Ему нужно было сделать свой ход как можно быстрее. А после дать сигнал Уоллесу, чтобы он взял мини-субмарину и отправился к лодке. Условия для побега были самыми подходящими из всех возможных. Турбулентные индикаторы Восторга показывали, что море сейчас было довольно спокойным. Люди Райана разбирались с новыми беспорядками на площади Аполлона, бросив основные силы на ее блокирование, так что подходы к маяку охраняли не так тщательно.

Роланд Уоллес не станет брать субмарину, пока Билл не подаст сигнал. Но было кое-что еще, что надо сделать после всего. С Райаном. С Восторгом. МакДонаг решил, что если сегодня в кабинете Райана ему будет сопутствовать успех, он отправит семью в безопасное место, а сам останется в Восторге, по крайней мере, на какое-то время, постарается организовать новое руководство и заключить мирный договор с Атласом. Он помог построить это место и чувствовал, что у него есть обязательства перед выжившими. А после всего он сможет воссоединиться с Элейн и Софи…

Выжившие.
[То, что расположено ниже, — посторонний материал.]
Issue #673, opened 2022-10-28
Persist libp2p kad state


DieracDelta:
This is for way in the future but it would be better to just save and recover a node's kademlia/DHT state to/from disk to reduce the load on bootstrap nodes.

PR #1773, opened 2023-09-18
Persist Kademlia cache to disk

rob-maron:
aims to close issue #673

### DIFF
--- a/crates/libp2p-networking/src/network/behaviours/dht/cache.rs
+++ b/crates/libp2p-networking/src/network/behaviours/dht/cache.rs
@@ -36,6 +36,12 @@ pub enum CacheError {
         /// source of error
         source: Box<bincode::ErrorKind>,
     },
+
+    /// General cache error
+    GeneralCache {
+        /// source of error
+        source: Box<bincode::ErrorKind>,
+    },
 }
 
 pub struct Config {
@@ -115,8 +121,16 @@ impl Cache {
         let mut cache_to_write = HashMap::new();
         let expiries = self.expiries.read().await;
         for (expiry, key) in &*expiries {
-            let entry = self.cache.get(key).unwrap();
-            cache_to_write.insert(expiry, (key, entry.value().clone()));
+            if let Some(entry) = self.cache.get(key) {
+                cache_to_write.insert(expiry, (key, entry.value().clone()));
+            } else {
+                tracing::warn!("key not found in cache: {:?}", key);
+                Err(CacheError::GeneralCache {
+                    source: Box::new(bincode::ErrorKind::Custom(
+                        "key not found in cache".to_string(),
+                    )),
+                })?;
+            };
         }
 
         let encoded = bincode_opts()
@@ -247,7 +261,7 @@ mod test {
         });
 
         // add 10 key-value pairs to the cache
-        for i in 0 as u8..10 as u8 {
+        for i in 0u8..10u8 {
             let (key, value) = (vec![i; 1], vec![i + 1; 1]);
             cache.insert(key, value).await;
         }
@@ -263,13 +277,13 @@ mod test {
         });
 
         // check that the cache has the 10 key-value pairs
-        for i in 0 as u8..10 as u8 {
+        for i in 0u8..10u8 {
             let (key, value) = (vec![i; 1], vec![i + 1; 1]);
             assert_eq!(cache.get(&key).await.unwrap().value(), &value);
         }
 
         // delete the cache file
-        let _ = std::fs::remove_file("test.cache").unwrap();
+        let _ = std::fs::remove_file("test.cache");
     }
 
     #[cfg_attr(
@@ -303,6 +317,6 @@ mod test {
         assert!(std::path::Path::new("test.cache").exists());
 
         // delete the cache file
-        let _ = std::fs::remove_file("test.cache").unwrap();
+        _ = std::fs::remove_file("test.cache");
     }
 }
--- a/crates/libp2p-networking/src/network/behaviours/dht/cache.rs
+++ b/crates/libp2p-networking/src/network/behaviours/dht/cache.rs
@@ -56,7 +56,7 @@ pub struct Config {
 
 impl Default for Cache {
     fn default() -> Self {
-        Self::new(Config::default())
+        async_block_on(Self::new(Config::default()))
     }
 }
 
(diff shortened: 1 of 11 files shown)


rob-maron:
It's failing some tests right now, so drafting this

crates/libp2p-networking/src/network/behaviours/dht/cache.rs
```diff
@@ -0,0 +1,322 @@
...
+        /// source of error
+        source: Box<bincode::ErrorKind>,
+    },
+}
+
+#[derive(Clone, derive_builder::Builder, custom_debug::Debug, Default)]
+pub struct Config {
+    #[builder(default = "Some(\"dht.cache\".to_string())")]
+    pub filename: Option<String>,
+    #[builder(default = "Duration::from_secs(KAD_DEFAULT_REPUB_INTERVAL_SEC * 16)")]
```
DieracDelta, line 51: Nice use of derive_builder!

crates/libp2p-networking/src/network/behaviours/dht/cache.rs
```diff
@@ -0,0 +1,322 @@
...
+    pub fn new(config: Config) -> Self {
+        let cache = Self {
+            cache: Arc::new(DashMap::new()),
+            expiries: Arc::new(RwLock::new(BTreeMap::new())),
+            config,
+            disk_parity_delta: Arc::new(AtomicU32::new(0)),
+        };
+
+        // try loading from file
+        if let Err(err) = async_block_on(cache.load()) {
```
DieracDelta, line 86: Why `async_block_on` instead of making the function async?

crates/libp2p-networking/src/network/behaviours/dht/cache.rs
```diff
@@ -0,0 +1,322 @@
...
+            if now > expires {
+                self.cache.remove(&key);
+                removed += 1;
+            } else {
+                expiries.insert(expires, key);
+                break;
+            }
+        }
+
+        // todo: test speed on this as opposed to inline
```
DieracDelta, line 160: > as opposed to inline
What would be inlined?

crates/libp2p-networking/src/network/behaviours/dht/cache.rs
```diff
@@ -0,0 +1,322 @@
...
+        // save if reached max disk parity delta
+        self.disk_parity_delta.fetch_add(1, Ordering::Relaxed);
+        self.save_if_necessary().await;
+    }
+
+    async fn save_if_necessary(&self) {
+        let cur_disk_parity_delta = self.disk_parity_delta.load(Ordering::Relaxed);
+        if cur_disk_parity_delta >= self.config.max_disk_parity_delta {
+            if let Err(err) = self.save().await {
+                tracing::warn!("failed to save cache to file: {}", err);
```
DieracDelta, line 192: Might be worth making this an error. If it's not able to save the cache to a file, there's likely some sort of configuration failure going on (or the disk is out of space). Either way, loud failure seems good.

crates/libp2p-networking/src/network/behaviours/dht/cache.rs
```diff
@@ -0,0 +1,322 @@
...
+            };
+        }
+    }
+}
+
+#[cfg(test)]
+mod test {
```
DieracDelta, line 199: 🎉 you added tests!!

crates/libp2p-networking/src/network/node/handle.rs
```diff
@@ -51,10 +48,6 @@ pub struct NetworkNodeHandle<S, K: Debug + Eq + Hash + Serialize + Clone> {
     peer_id: PeerId,
     /// human readable id
     id: usize,
-    /// the cache for peers we've looked up
-    peer_cache: Arc<DashMap<K, PeerId>>,
-    /// the expiries for the peer cache, in order
-    peer_cache_expiries: Arc<RwLock<BTreeMap<SystemTime, K>>>,
```
DieracDelta, line 57: I'm glad to see this gone!

flake.nix
```diff
@@ -173,7 +173,7 @@
             zlib.out
             fenix.packages.${system}.rust-analyzer
             just
-            pkgconfig
```
DieracDelta, line 176: Oof did pkgconfig not exist? What's the difference between the two :eyes:

DieracDelta (approved):
LGTM! Great work.

flake.nix
rob-maron: The name had just been replaced with pkg-config! But otherwise it's the same. We were getting build errors from it

crates/libp2p-networking/src/network/behaviours/dht/cache.rs
rob-maron: Good point 👍

rob-maron: Fixed this, but had to pin the `network_handle` because it was a large future. Let me know if that's something we're not okay with!

crates/libp2p-networking/src/network/behaviours/dht/cache.rs
rob-maron: I had meant doing a `fetch_add` inside the loop as opposed to tracking how many changes and then doing one atomic add at the end. Definitely wouldn't make a big difference, probably don't have to "todo" this lol, will remove it

flake.nix
DieracDelta: Good catch!

crates/libp2p-networking/src/network/behaviours/dht/cache.rs
DieracDelta: If that's what rustc says then it should be fine. But, I'm kind of surprised that it needs to be pinned. Could it just be a Box? The idea is to stick it on the heap so we don't clog up the stack, right?

rob-maron: It's clippy, with the warning located here: 
https://rust-lang.github.io/rust-clippy/master/index.html#/large_futures

According to the warning, it can sometimes cause stack overflows. I wasn't able to make it happy with a Box. We can ignore this clippy warning, but the consequence listed in the clippy error is possible stack overflow 😮 

I think we can probably do one of the following:
1. Put the `async_block_on` back for the `cache.load()` function, or perhaps further down
2. Keep it pinned
3. Refactor cache to use only synchronous operations

What do you think?

DieracDelta: Upon further inspection, (2) makes sense to me. We're pinning the future, then immediately resolving it. So, there's no funky reasoning about whether or not it remains pinned. Seems fine to leave as is!

DieracDelta (approved):

PR #3107, opened 2024-05-06
Add rust-toolchain.toml

QuentinI:
Closes #0000

### This PR: 
- Adds rust-toolchain.toml
- Makes nix flake use it
- Makes CI use it

This should result in less surprises when toolchain version doesn't match between local environment and CI.

### DIFF
--- a/flake.nix
+++ b/flake.nix
@@ -41,10 +41,15 @@
           "rustfmt"
           "llvm-tools-preview"
         ];
-        fenixStable = fenix.packages.${system}.fromToolchainFile {
-          dir = ./.;
-          sha256 = "sha256-opUgs6ckUQCyDxcB9Wy51pqhd0MPGHUVbwRKKPGiwZU=";
-        };
+        fenixStable = fenix.packages.${system}.combine [
+          (fenix.packages.${system}.latest.withComponents [
+            "rustfmt"
+          ])
+          (fenix.packages.${system}.fromToolchainFile {
+            dir = ./.;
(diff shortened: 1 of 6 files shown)


flake.nix
```diff
@@ -41,20 +41,10 @@
...
-              "clippy"
-              "rust-src"
-              "rustc"
-              "llvm-tools-preview"
-            ]
-          )
-          ( fenix.packages.${system}.latest.withComponents [
-              "rustfmt"
-            ]
-          )
```
ss-es, line 56: I think this means we won't have nightly `rustfmt` in the Nix flake, so the settings in `rustfmt.toml` won't work. Could we do e.g.

```
        fenixStable = fenix.packages.${system}.combine [
        (
        fenix.packages.${system}.latest.withComponents [
          "rustfmt"
        ]
        )
        ( fenix.packages.${system}.fromToolchainFile {
          dir = ./.;
          sha256 = "sha256-opUgs6ckUQCyDxcB9Wy51pqhd0MPGHUVbwRKKPGiwZU=";
        } )

        ];

``` 

(excuse the formatting)

We could also set this in the `rust-toolchain.toml` file if possible, though I don't know exactly how that works

QuentinI: Duh, I forgot why we used that. I don't think you can mix-and-match toolchain components with rustup, but we certainly can retain nightly rustfmt in the flake.

ss-es (approved):

PR #3108, opened 2024-05-06
Update  the CDN

rob-maron:
Does not close a linked issue.

This update changes `topics` so that they are specified application-side instead of CDN-side. This way we can add/remove as we see fit by just changing the enum.

### DIFF
--- a/crates/hotshot/src/traits/networking/push_cdn_network.rs
+++ b/crates/hotshot/src/traits/networking/push_cdn_network.rs
@@ -155,15 +155,12 @@ pub struct PushCdnNetwork<TYPES: NodeType> {
 
 /// The enum for the topics we can subscribe to in the Push CDN
 #[repr(u8)]
-pub enum Topics {
+pub enum Topic {
     /// The global topic
     Global = 0,
     /// The DA topic
     DA = 1,
 }
-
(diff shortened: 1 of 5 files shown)


crates/hotshot/src/traits/networking/push_cdn_network.rs
```diff
@@ -153,6 +153,18 @@ pub struct PushCdnNetwork<TYPES: NodeType> {
...
 }
 
+/// The enum for the topics we can subscribe to in the Push CDN
+#[repr(u8)]
+pub enum Topics {
+    /// The global topic
+    Global = 0,
+    /// The DA topic
+    DA = 1,
+}
```
ss-es, line 163: Very minor nit, but should this be `Topic` (singular)?

ss-es (dismissed):
Looks good to me, just a nit about `pub enum Topic` vs. `pub enum Topics`

crates/hotshot/src/traits/networking/push_cdn_network.rs
rob-maron: Fixed, thanks!

ss-es (approved):

PR #3109, opened 2024-05-06
Fix Tests in bf/vid-common

jparr721:
Closes #<ISSUE_NUMBER>

### This PR: 
Fixes the QuorumProposal task tests within the branch `bf/vid-common`. These tasks now require the vid shares table to be updated, which does not happen in the existing QuorumProposal task logic, resulting in the system failing to send the proposal.

Setting this field was a trip, so I split the test into individual tests to make the state more isolated. 

### This PR does not: 

This PR does not fix the race condition that may cause this to fail in the network tests. This will be done in #3052.

### DIFF
--- a/crates/task-impls/src/consensus/mod.rs
+++ b/crates/task-impls/src/consensus/mod.rs
@@ -35,7 +35,6 @@ use hotshot_types::{traits::storage::Storage, vote::Certificate};
 use jf_primitives::vid::VidScheme;
 #[cfg(async_executor_impl = "tokio")]
 use tokio::task::JoinHandle;
-#[cfg(not(feature = "dependency-tasks"))]
 use tracing::{debug, error, instrument, warn};
 use vbs::version::Version;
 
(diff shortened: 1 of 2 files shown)


crates/task-impls/src/consensus/mod.rs
```diff
@@ -35,7 +35,6 @@ use hotshot_types::{traits::storage::Storage, vote::Certificate};
 use jf_primitives::vid::VidScheme;
 #[cfg(async_executor_impl = "tokio")]
 use tokio::task::JoinHandle;
-#[cfg(not(feature = "dependency-tasks"))]
```
jparr721, line 38: This caused a build failure.

crates/task-impls/src/consensus/mod.rs
```diff
@@ -805,6 +804,7 @@ impl<TYPES: NodeType, I: NodeImplementation<TYPES>> ConsensusTaskState<TYPES, I>
                     };
                 }
             }
+            #[cfg(not(feature = "dependency-tasks"))]
```
jparr721, line 807: This shouldn't run in the dependency tasks.

PR #3116, opened 2024-05-07
Add versioning in the application interface

### LINKED ISSUE #3212: [Task architecture] - Add versioning to the application interface

We want to ensure that the sequencer instantiates HotShot with the correct version, and this should be done at the type level. In the future, we may constrain the version of parts of HotShot which should raise compile-time errors if there is a mismatch.

_No response_

_No response_

A new `VersionedNode<Base, Upgrade>` type with a base and upgraded version is implemented.

_No response_

ss-es:
Closes #3212 

### This PR: 
This is motivated by a requirement for the sequencer to be able to upgrade the `BlockHeader` and `InstanceState` through a consensus protocol upgrade, to e.g. introduce fees.

To do this, we introduce a `VersionedNode` trait which will be a required bound for the initialization functions in `SystemContext`. Nodes must implement `VersionedNode<BASE_VERSION, UPGRADE_VERSION>` matching the version (at the type-level) that HotShot requires in initialization.

HotShot will propagate the correct `NodeType` implementation to the consensus tasks, and transition between them when the network is upgraded.

### This PR does not:
An alternative implementation would have been to parametrize `NodeType`, i.e.:

    pub trait NodeType<VERSION>
    where
      VERSION: StaticVersionType
    { ... }

In my mind, this is the more correct way to go about this, but the `VERSION` parameter is *extremely* invasive, requiring difficult-to-automate changes in the 600+ places we use `NodeType` in HotShot. I think the current PR provides the same level of type safety in a much smaller change, with a marginal downstream cost.

### DIFF
--- a/Cargo.lock
+++ b/Cargo.lock
@@ -3233,6 +3233,7 @@ dependencies = [
  "time 0.3.36",
  "tokio",
  "tracing",
+ "vbs",
 ]
 
 [[package]]
--- a/crates/example-types/Cargo.toml
+++ b/crates/example-types/Cargo.toml
@@ -17,6 +17,7 @@ async-compatibility-layer = { workspace = true }
 async-trait = { workspace = true }
 anyhow = { workspace = true }
 sha3 = "^0.10"
+vbs = { workspace = true }
 committable = { workspace = true }
 either = { workspace = true }
 futures = { workspace = true }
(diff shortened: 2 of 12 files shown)


ss-es:
This PR will depend on #3133 for general task restartability.

PR #3118, opened 2024-05-07
Allow nodes to join late if they have already registered

jbearer:
By switching the order of two checks (for manual start and duplicate keys) we can allow nodes that have already posted their keys, but restarted, to successfully get a config even after the network has started.


dailinsubjam (approved):

ss-es (approved):
Looks good to me

PR #3119, opened 2024-05-07
Make BlockPayload::encode infallible

### LINKED ISSUE #3020: [Cleanup] - Remove `BlockPayload::encode` in favor of `EncodeBytes` bound

`EncodeBytes` is meant as a general trait for all data structures that need to be canonicaly encoded.

`BlockPayload::encode` is currently fallible, point of failure being u32->usize conversion of transaction length. This check should be pushed to the point of transaction creation, since non-encodable transactions are basically useless.

_No response_

`BlockPayload::encode` is removed, `BlockPayload: EncodeBytes` bound is added. 

_No response_

QuentinI:
Closes #3020 

### This PR: 
- Removes `BlockPayload::encode`
- Adds `BlockPayload: EncodeBytes` bound instead
- Makes `TestTransaction::encode` infallible
- Makes un-encodable `TestTransaction` un-constructable

### Key places to review: 
`crates/example-types/src/block_types.rs`


crates/example-types/src/block_types.rs
```diff
@@ -17,38 +17,77 @@ use hotshot_types::{
...
+    }
+}
 
 impl TestTransaction {
+    /// Construct new transaction
+    ///
+    /// # Panics
+    /// If `bytes.len()` > `u32::MAX`
+    pub fn new(bytes: Vec<u8>) -> Self {
+        Self::try_new(bytes).expect("Vector too long")
```
QuentinI, line 47: This `expect` may be controversial. My reasoning was
- 4Gb transaction is an absurd notion we shouldn't ever encounter
- Rust stdlib is allowed to panic on allocation failure, this isn't that different of a case
- this is a testing type anyway, no production code will ever call this function

jparr721: That's a reasonable justification.

crates/examples/infra/mod.rs
```diff
@@ -472,7 +472,7 @@ pub trait RunDA<
                                         .get_transactions(leaf.get_block_header().metadata())
                                     {
                                         let restored_timestamp_vec =
-                                            tx.0[tx.0.len() - 8..].to_vec();
+                                            tx.bytes()[tx.bytes().len() - 8..].to_vec();
```
jparr721, line 475: This is so much better. 10/10 change.

crates/example-types/src/block_types.rs
```diff
@@ -17,38 +17,77 @@ use hotshot_types::{
...
+        Self::try_new(value).ok_or(TransactionTooLong)
+    }
+}
 
 impl TestTransaction {
+    /// Construct new transaction
+    ///
+    /// # Panics
+    /// If `bytes.len()` > `u32::MAX`
+    pub fn new(bytes: Vec<u8>) -> Self {
```
jparr721, line 46: Would this be better served as `impl From<Vec<u8>>` or something? That way we could go from bytes to tx and back? Open to your thoughts.

jparr721 (commented):
Great work. I especially like the improved self-documentation of the `bytes` methods.

crates/example-types/src/block_types.rs
QuentinI: It already implements `TryFrom<Vec<u8>>`. Do you mean ditching constructor entirely in favor of that implementation?

jparr721: Yeah that's what I was thinking. But if you prefer to have both, I'm not opposed. Just trying to think of it from a rust-y standpoint.

QuentinI: I think still having a constructor would be more rust-y, see for example all the wrapper types (`Cell`, `Arc`, `Mutex`, etc) in stdlib: they have corresponding `From` implementations, but provide `::new` as well.
Also, constructor is something that you almost definitely will want to call on a type, and to call `TestTransaction::try_from(x)` you'd have import `TryFrom` trait, which is a hurdle.

jparr721 (approved):
Sorry! I thought I approved this.

QuentinI:
@jparr721 please re-approve, resolved conflicts

jparr721 (approved):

Множество людей погибли здесь или были казнены. Райан начал вешать трупы на колонны у входа в Центральный контроль. Восторг превратился в полицейское государство – в свою полную противоположность.

Билл сделал долгий, медленный вдох, полез в карман за пистолетом. В четвертый раз убедился, что тот заряжен. Спрятал обратно в пиджак. Сможет ли он совершить такое? Тогда он вспомнил Сэма и Маришку Лютц.

– Признайся, старина, – сказал он сам себе. – Это должно быть сделано.

Билл вынул маленькое радио, включил его и проговорил едва слышно:

– Уоллес?

Треск помех. После ответ:

– Да, Билл.

– Время пришло.

– Ты уверен?

– Да. Я собираюсь разобраться со своими делами и потом вывести семью… на пикник.

– Ладно. Я готов. Встречу вас там.

Билл спрятал радио. Сердце бешено колотилось. Он поправил галстук и открыл дверь. Камера безопасности повернулась к нему, стоило только пересечь порог. «ДНК-маячок» был при Билле, так что машина позволила ему пройти, не стала отправлять охранных ботов. Райан ему все еще доверял.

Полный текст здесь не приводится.